(Extracted data entries)
↓

PR #143, opened 2024-03-26
Feat: Add Cloud interop via Airbyte API Integrations

aaronsteers:


aaronsteers:
Quick update. I've added create+delete tests for a source and destination.

Both tests are passing.

https://github.com/airbytehq/PyAirbyte/blob/68e9df1f17f17d0b95c88058a369960446f240d4/tests/integration_tests/test_api_crud.py#L61-L115

airbyte/caches/base.py
```diff
@@ -44,6 +44,11 @@ class CacheBase(BaseModel):
     table_suffix: str = ""
     """A suffix to add to all table names."""
 
+    _deployed_api_root: Optional[str] = PrivateAttr(default=None)
+    _deployed_workspace_id: Optional[str] = PrivateAttr(default=None)
+    _deployed_destination_id: Optional[str] = PrivateAttr(default=None)
+    _deployed_connection_id: Optional[str] = PrivateAttr(default=None)
```
aaronsteers: TODO: Revisit if this is needed. (@aaronsteers)

airbyte/cloud/__init__.py
```diff
@@ -0,0 +1,31 @@
...
+"""
+
+from __future__ import annotations
+
+from airbyte.cloud._workspaces import CloudWorkspace
+
+
+__all__ = [
+    "CloudWorkspace",
+]
```
aaronsteers: There are a few more classes we want to include here. At minimum, we need to add `CloudConnection`...

airbyte/cloud/_destinations.py
```diff
@@ -0,0 +1,66 @@
...
+        DestinationSnowflake,
+    )
+    from sqlalchemy.engine import Engine
+
+    from airbyte.caches.base import CacheBase
+    from airbyte.cloud._workspaces import CloudWorkspace
+
+
+@dataclass
+class CloudDestination:
```
aaronsteers: TODO: Revisit where this class is used, and if we need it.

airbyte/cloud/_workspaces.py
```diff
@@ -0,0 +1,351 @@
...
+
+        return deployed_connection.connection_id
+
+    def delete_connection(
+        self,
+        connection_id: str | None,
+        *,
+        delete_source: bool = False,
+        delete_destination: bool = False,
+    ) -> None:
```
aaronsteers: Might be worth adding a deletion flag to this class's private attributes. Then, other methods which should not operate on a deleted object could fail in a sensible way. (Might be cleanest to implement this with a decorator on those methods.)

airbyte/datasets/_sql.py
```diff
@@ -33,16 +38,35 @@ def __init__(
         cache: CacheBase,
         stream_name: str,
         query_statement: Selectable,
+        stream_configuration: ConfiguredAirbyteStream | None | Literal[False] = None,
     ) -> None:
+        """Initialize the dataset with a cache, stream name, and query statement.
+
```
aaronsteers, line 45:
```suggestion
        """Initialize the dataset with a cache, stream name, and query statement.

        This class is not intended to be created directly. Instead, you can retrieve
        datasets from caches or Cloud connection objects, etc.

```

airbyte/secrets/base.py
```diff
@@ -0,0 +1,142 @@
...
+            return self.name == str(value)
+
+        return super().__eq__(value)
+
+
+class SecretHandle:
+    """A handle for a secret in a secret manager.
+
+    This class is used to store a reference to a secret in a secret manager.
+    The secret is not retrieved until the `get` method is called on the handle.
```
aaronsteers:
```suggestion
    The secret is not retrieved until the `get_value()` method is called on the handle.
```

airbyte/secrets/google_gsm.py
```diff
@@ -0,0 +1,209 @@
...
+        ListSecretsPager,
+    )
+
+
+class GoogleGSMSecretManager(CustomSecretManager):
+    """Secret manager that retrieves secrets from Google Secrets Manager (GSM).
+
+    This secret manager is not enabled by default. To use it, you must provide the project ID and
+    the credentials for a service account with the necessary permissions to access the secrets.
+    """
```
aaronsteers: Todo: make a note about how this implementation has additional capabilities beyond the base class.

airbyte/sources/base.py
```diff
@@ -104,6 +84,11 @@ def __init__(
         if streams is not None:
             self.select_streams(streams)
 
+        self._deployed_api_root: str | None = None
+        self._deployed_workspace_id: str | None = None
+        self._deployed_source_id: str | None = None
+        self._deployed_connection_id: str | None = None
```
aaronsteers: TODO: Consider if this is still needed.

aaronsteers (commented):
My first-pass self-review comments inline.

airbyte/secrets/google_gsm.py
```diff
@@ -0,0 +1,209 @@
...
+        """Get a named secret from Google Colab user secrets."""
+        return SecretString(
+            self.secret_client.access_secret_version(
+                name=f"projects/{self.project}/secrets/{secret_name}/versions/latest"
+            ).payload.data.decode("UTF-8")
+        )
+
+    def fetch_secrets(
+        self,
+        filter_string: str,
```
aaronsteers:
```suggestion
        self,
        *,
        filter_string: str,
```

airbyte/secrets/google_gsm.py
aaronsteers:
```suggestion
class GoogleGSMSecretManager(CustomSecretManager):
    """Secret manager that retrieves secrets from Google Secrets Manager (GSM).

    This class inherits from `CustomSecretManager` and also adds methods 
    that are specific to this implementation: `fetch_secrets()`,
    `fetch_secrets_by_label()` and `fetch_connector_secrets()`.

    This secret manager is not enabled by default. To use it, you must provide the project ID and
    the credentials for a service account with the necessary permissions to access the secrets.
    
    The `fetch_connector_secret()` method assumes a label name of `connector`
    matches the name of the connector (`source-github`, `destination-snowflake`, etc.)
    """
```

tests/integration_tests/conftest.py
aaronsteers, line 1: Note to reader: These fixtures are mostly relocated from the top-level `conftest.py` file, in order to make them sepcific to `integration_tests` tests, and not applied to unit tests which do not need (and should not try to retrieve) creds.

tests/conftest.py
aaronsteers, line 1: Note to reader: fixtures in this file that required credentials have been moved to the `integration_tests/conftest.py` file, one layer down.

pyproject.toml
```diff
@@ -41,6 +41,7 @@ ulid = "^1.1"
 
 # TODO: Remove this arbitrary python constraint once `sqlalchemy-bigquery` has done so.
 sqlalchemy-bigquery = { version = "1.9.0", python = "<3.13" }
+airbyte-api = {git = "https://github.com/airbytehq/airbyte-api-python-sdk.git", rev = "aj/manual_rename_dir"}
```
aaronsteers: TODO (`airbyte-api`):

- If possible, re-release the `airbyte-api` library so we can pin the dependency to a released version.
- Otherwise, pin to a specific commit so the reference does not break post-release of PyAirbyte.

airbyte/cloud/_connections.py
```diff
@@ -0,0 +1,206 @@
...
+        # Get the sync job by ID (lazy loaded)
+        return SyncResult(
+            workspace=self.workspace,
+            connection=self,
+            job_id=job_id,
+        )
+
+    # Deletions
+
+    def delete(
```
bindipankhudi: Are we making deletion too easy? On the UI, when I try to delete a connection, I get the following message:
Deleting a connection cannot be undone without a full re-sync. Note that:
- All past logs and configurations will be deleted
- Updates of new data will stop
- No existing data in the destination will be altered
Type GitHub → Google Sheets below to confirm this action.

aaronsteers: I think I agree...

I though that the same when designing these. I will think a bit more on this... 🤔

If we aren't sure about the API as of now, we could make private members (`_delete()`); we could also try to phase more scarily `_delete_forever()` - or maybe force the user to confirm by passing the connection ID back to itself or turning on a 'mode' that allows destructive actions.

airbyte/cloud/_sync_results.py
```diff
@@ -0,0 +1,228 @@
...
+
+        if latest_status in FAILED_STATUSES:
+            raise AirbyteConnectionSyncError(
+                workspace=self.workspace,
+                connection_id=self.connection.connection_id,
+                job_id=self.job_id,
+                job_status=self._latest_status,
+            )
+
+    def wait_for_completion(
```
bindipankhudi: Could this result in too many calls to our servers? I am guessing not many people are doing this unless they are using Airbyte APIs. It would be good to add some telemetry that indicates these calls are coming from PyAirbyte (which might already be there).

aaronsteers: By default it only pings once every 2 seconds, which is probably more patient than the user would be if they implement their own polling logic. We could expand to 3 but I think I prefer not to poll less than once per 5 seconds...

Wdyt, @bindipankhudi ?

aaronsteers:
@bindipankhudi - FYI, I just cleaned up the docs a bit more and put a link to a recent docs snapshot in the PR description.

I found it very helpful to review the docs and you might find so also (especially the `secrets` and `cloud` submodules:

[generated-docs.zip](https://github.com/airbytehq/PyAirbyte/files/14925281/generated-docs.zip)

airbyte/cloud/_workspaces.py
```diff
@@ -0,0 +1,351 @@
...
+        if isinstance(source, Source):
+            if not source._deployed_source_id:  # noqa: SLF001
+                raise ValueError("Source has not been deployed.")  # noqa: TRY003
+
+            source_id = source._deployed_source_id  # noqa: SLF001
+
+        elif isinstance(source, str):
+            source_id = source
+
+        delete_source(
```
bindipankhudi: i am guessing the logic for making sure source is not part of any active connections exists in the api code.

aaronsteers: @bindipankhudi - Good question! I assumed so, but now I'm not 100% sure... 🤔

airbyte/cloud/_workspaces.py
```diff
@@ -0,0 +1,351 @@
...
+        else:
+            raise exc.PyAirbyteInputError(
+                guidance="You must provide either a destination ID or a cache object."
+            )
+
+        assert source_id is not None
+        assert destination_id is not None
+
+        deployed_connection = create_connection(
+            name="Connection (Deployed by PyAirbyte)",
```
bindipankhudi: Currently the connection names (in cloud UI) look like "Github -> Google Sheets". should we try to stick to the same format, so something like "Github -> Google Sheets (Deployed by PyAirbyte)"

bindipankhudi (approved):
Great work! :) Looks great to me. Left some comments, nothing blocking.

airbyte/cloud/_sync_results.py
bindipankhudi: yep, 2 seconds sounds good to me!

airbyte/cloud/_connections.py
bindipankhudi: yea I like the idea of making it private. We could do the same with the delete_connection method in deploy context?

airbyte/cloud/_workspaces.py
aaronsteers: Good idea! At this point in the code though, I only have the GUID IDs. I do think it's worth a lookup operation though, so the names are readable - and the calls themselves are quick.

bindipankhudi: ah, no worries, we can address this in another iteration.

airbyte/cloud/_connections.py
aaronsteers: @bindipankhudi - Can you take another look at these delete operations?

I have renamed `delete*()` methods to `_permanently_delete*()`. I think adding "permanently_" before the method name instills the necessary sense of dread/caution. I would be okay making them public now - or leaving private.

Similarly for the `deploy*()` methods, I did not yet make them private but I think I will go ahead and do so for now.

aaronsteers: Update: `deploy*()` methods have now all been renamed to `_deploy*()`.

Issue #118, opened 2024-03-11
Ability to add missing columns


bindipankhudi:
> This will also require us to be able to add missing columns to a cache table when those columns don't already exist. 

 _Originally posted by @aaronsteers in [#14](https://github.com/airbytehq/PyAirbyte/issues/14#issuecomment-1989009046)_

aaronsteers:
Added as related to Epic:

- #111

Issue #14, opened 2024-02-07
Align column and table normalization with Dv2 destinations


flash1293:
To allow easy migration from airbyte-lib to hosted Airbyte, the logic to generate table and column names as well as column types need to be identical to the logic used in Java destinations.

This might already be the case in a lot of situations, but we need to make sure edge cases are handled properly, like weird characters in column and table names.
```[tasklist]
### Tasks
- [ ] Confirm the common special chars are handled consistently (['-', '_', '.'])
- [ ] Confirm that casing is handled consistently
- [ ] Confirm other more random special chars are handled consistently (emoji, punctuation, non-latin characters, chars with accents, etc.)
```

----

From @aaronsteers 

## Reference Pages Available

These pages can be used to confirm the Dv2-compatible table schema requirements:

- [Upgrading to Destinations V2 | Airbyte Documentation](https://docs.airbyte.com/release_notes/upgrading_to_destinations_v2)
- [Typing and Deduping | Airbyte Documentation](https://docs.airbyte.com/using-airbyte/core-concepts/typing-deduping)

Quotes:

From [Notion](https://www.notion.so/Airbyte-Data-Warehouse-Destination-V2-Philosophy-e6081edb87084999948acdc8b9607ea1?pvs=4#18fa03d3e9a7416d8049fd9ce7370958):

> ### Notes on name transformations and per-destination rules
> 
> As a rule, we try to keep schema, table, and column names as close as possible to the source, but there are sometimes exceptions:
>
> - Spaces are not allowed and should be replaced with `_`
> - Capital letters *are* maintained in table or column names
> - Some destinations have case-sensitive conventions, e.g. Snowflake prefers UPPERCASE schemas, tables, and columns.  Learn more at [[Database Facts](https://www.notion.so/Database-Facts-4a68926d3acf46d2a65890f60f767472?pvs=21)](https://www.notion.so/Database-Facts-4a68926d3acf46d2a65890f60f767472?pvs=21).

aaronsteers:
This will also require us to be able to add missing columns to a cache table when those columns don't already exist.

PR #144, opened 2024-03-27
Feat: Align internal Airbyte columns with Dv2; Feat: Auto-add missing columns to Cache tables.

aaronsteers:
Resolves: #14 
Resolves: #118 

This update does a couple things:

1. Adds these internal columns to all PyAirbyte datasets and cache tables:
   - `_airbyte_emitted_at` - The timestamp corresponding to `emitted_at` in the Airbyte Record message.~~
   - ~~`_airbyte_loaded_at` - The timestamp representing `utcnow()` at the time the record is received by PyAirbyte.~~ - removed per comments below
   - `_airbyte_meta` - For now, defaults to an empty dictionary.
   - `_airbyte_raw_id` - A unique ID per record, assigned as it is received from source. (Unlike Dv2, there is no raw table but I kept the same column name for consistency.)
2. Auto-adds any missing columns to cache tables if they are declared in the schema. This including the above-named internal columns.

As of this iteration, PyAirbyte will not...

- ...will not attempt to expand or change column types if they are incorrect or stale.
- ~~...will not attempt to align `_airbyte_loaded_at` with the batch load time.~~
  - ~~As noted above, the time is when we first start processing the record. In the future, we can try to set this during load time, but doing so is fragile and may not be possible in a universal/generic manner.~~ (Removed, so no longer relevant.)
- ...will not try to populate `_airbyte_meta` with any data.

## Tests

- [x] I've added an integration test across all 4 SQL platforms (DuckDB, Postgres, Snowflake, BigQuery) which confirms that PyAirbyte can correctly add declared columns when they are detected missing.


airbyte/_util/protocol_util.py
```diff
@@ -3,8 +3,11 @@
 """Internal utility functions, especially for dealing with Airbyte Protocol."""
 from __future__ import annotations
 
+from datetime import datetime
 from typing import TYPE_CHECKING, Any, cast
```
aaronsteers:
```suggestion
from typing import TYPE_CHECKING, Any, cast
from datetime import datetime
```

aaronsteers:
```suggestion
from typing import TYPE_CHECKING, Any, cast
from datetime import datetime
```

aaronsteers:
@jbfbell, @evantahler - Cc'ing you here for visibility.

This PR gets us closer to compatibility with the Dv2 specs, which I've documented / linked to in the related issue:

- #14 

A couple callouts/questions:

1. Should we just forget about `_airbyte_loaded_at`? We don't use a long-running raw table and Dv2 doesn't include it in its final tables. Initially I wanted to include, but I don't know that it adds enough value to warrant a split.
   - I'd love to see Dv3 adding `_airbyte_loaded_at` into the final table also, and (as discussed) consider dropping the long-running raw table, but again, probably not a high enough priority, and its easy for us to just ignore this for the time being.
2. We are lower-casing all columns and table names as of now, but according to Notion, I think you are preserving case for all except Snowflake - is that correct? (Ignoring DuckDB, the others we have covered here are BigQuery and Postgres.)

An important caveat:

- We're not expecting that the user will be able to simply "continue" a sync from PyAirbyte in Airbyte Cloud. If they want to use the exact same table names, this will probably mean a 'reset' after migrating their jobs to Cloud. The important thing is that their _downstream_ processing shouldn't have to change, or shouldn't have to change _much_.

evantahler:
Nice work AJ!  

> Should we just forget about _airbyte_loaded_at? We don't use a long-running raw table and Dv2 doesn't include it in its final tables. Initially I wanted to include, but I don't know that it adds enough value to warrant a split.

↑

The problem:
Please report how many lines of the entries above include "annotations". Only the number is wanted.

Problem solution:
2